Flynn Kevin J, Erickson Bradley A, Guidos Paul J, Simmering Jacob, Polgreen Philip, Tracy Chad R
Department of Urology, University of Iowa, Iowa City, Iowa.
Department of Internal Medicine, University of Iowa, Iowa City, Iowa.
Urol Pract. 2019 Nov;6(6):369-376. doi: 10.1097/UPJ.0000000000000056. Epub 2019 Oct 23.
We identified patterns of postoperative pain and opioid consumption and associated factors following ureteroscopy for kidney stones by acquiring real-time data through automated text messages.
Adult patients undergoing ureteroscopy for kidney stones were prospectively enrolled to receive postoperative pain assessments and opioid consumption inquiries through daily automated text messages. Patients were prompted for pain levels (0 to 10) twice daily and opioid consumption nightly. Univariable and multivariable analyses were performed to identify factors associated with decreased time to pain resolution and increased opioid consumption.
Of 62 patients enrolled 46 (74%) completed the study. Median time to pain resolution was 7 days and 75% of patients reported pain of 4 or less by postoperative day 3. Median opioid consumption was 10 pills, 25% of patients consumed no pills and 63% of pills went unused. Higher pain immediately preceding surgery (HR 0.7, p <0.001) and preoperative opioid consumption (HR 0.36, p=0.004) were predictive of increased time to pain resolution. Increased postoperative opioid consumption was associated with increased pain immediately preceding surgery (p <0.001), consumption of opioids at the time of surgery (p=0.001) and increased quantity of opioid consumption at the time of surgery (p <0.001). Preoperative renal drainage was associated with faster pain resolution (HR 2.29, p=0.017) and decreased opioid use (p=0.018).

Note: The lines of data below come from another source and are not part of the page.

PR #1652, opened 2020-06-24
[AT-5367] Add appRole assignment so that the tenant service principal can invite users

graham-dds:
This PR adds a step to the portfolio provisioning process to grant the `User.Invite.All` permission to the tenant service principal via an [appRole assignment](https://docs.microsoft.com/en-us/graph/api/serviceprincipal-post-approleassignments?view=graph-rest-1.0&tabs=http). This should allow the service principal to invite users into the tenant. 

The hybrid test for this flow will be added in a separate PR after @dandds wraps up his work with management groups, since he has already started restructuring hybrid tests. For now, this is how I verified that this process is working:

Run the portfolio provisioning hybrid test on this branch. I added a print statement (not committed) in the hybrid call to create the app registration so that I could note the name of the App Registration:

```
CSP=hybrid pytest -k "test_hybrid_provision_portfolio" -m hybrid --hybrid --no-cov -s
```

image

After provisioning is completed, go to the app registration in the portal and click on `API permissions` in the sidebar. Notice that the app registration now has the `User.Invite.All` Graph permission added:

image

I'm not sure what the difference is between the `Configured permissions` and `Other permissions...` sections are, but the permission appears to be active and accepted.


atat/domain/csp/cloud/azure_cloud_provider.py
```diff
@@ -85,6 +87,8 @@
 AZURE_SKU_ID = "0001"  # probably a static sku specific to ATAT/JEDI
 REMOTE_ROOT_ROLE_DEF_ID = "/providers/Microsoft.Authorization/roleDefinitions/00000000-0000-4000-8000-000000000000"
 
+GRAPH_API_APPLICATION_ID = "00000003-0000-0000-c000-000000000000"
```
dandds, line 90: I doublechecked: you can actually get this ID out of the portal. If you go to "Enterprise Applications", set the "Application Type" to "all" and search for "GraphAggregatorService", that's the app registration represented by this ID. It gets an instance in every AAD tenant. Might be worth noting that here in a comment, since we were looking for a reference for where the ID is derived from.

atat/models/mixins/state_machines.py
```diff
@@ -31,6 +32,7 @@ class AzureStages(Enum):
     TENANT_PRINCIPAL_CREDENTIAL = "tenant principal credential"
     ADMIN_ROLE_DEFINITION = "admin role definition"
     PRINCIPAL_ADMIN_ROLE = "tenant principal admin"
+    PRINCIPAL_APP_INVITE_PERMISSION = "grant invite permission to principal application"
```
dandds, line 35: I would make this name more generic, like `PRINCIPAL_APP_GRAPH_API_PERMISSIONS` or something. That way we can change the implementation to be "read/write the whole directory" if need be without invalidating the name.

graham-dds: 9b3b39e60ef934e254b376391942c3beef5222da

Pain following ureteroscopy peaks on postoperative day 0 and decreases to zero by postoperative day 7, with patients taking a median of 10 opioids in the postoperative period. Preoperative identification of at-risk populations allows for patient specific dose escalation of opioids, which may limit future opioid overprescription.
我们通过自动短信获取实时数据,确定了输尿管镜取肾结石术后的疼痛模式、阿片类药物消耗情况及相关因素。
前瞻性纳入接受输尿管镜取肾结石手术的成年患者,通过每日自动短信接受术后疼痛评估和阿片类药物消耗询问。每天提示患者两次疼痛程度(0至10级),每晚询问阿片类药物消耗情况。进行单变量和多变量分析,以确定与疼痛缓解时间缩短和阿片类药物消耗增加相关的因素。
62例纳入研究的患者中,46例(74%)完成了研究。疼痛缓解的中位时间为7天,75%的患者在术后第3天报告疼痛为4级或更低。阿片类药物消耗的中位数为10片,25%的患者未服用药物,63%的药物未被使用。手术前即刻疼痛程度较高(HR 0.7,p<0.001)和术前阿片类药物消耗(HR 0.36,p = 0.004)可预测疼痛缓解时间延长。术后阿片类药物消耗增加与手术前即刻疼痛加剧(p<0.001)、手术时服用阿片类药物(p = 0.001)以及手术时阿片类药物服用量增加(p<0.001)有关。术前肾引流与疼痛缓解更快(HR 2.29,p = 0.017)和阿片类药物使用减少(p = 0.018)有关。
输尿管镜检查术后疼痛在术后第0天达到峰值,术后第7天降至零,患者术后阿片类药物消耗中位数为10片。术前识别高危人群有助于根据患者具体情况增加阿片类药物剂量,这可能会限制未来阿片类药物的过度处方。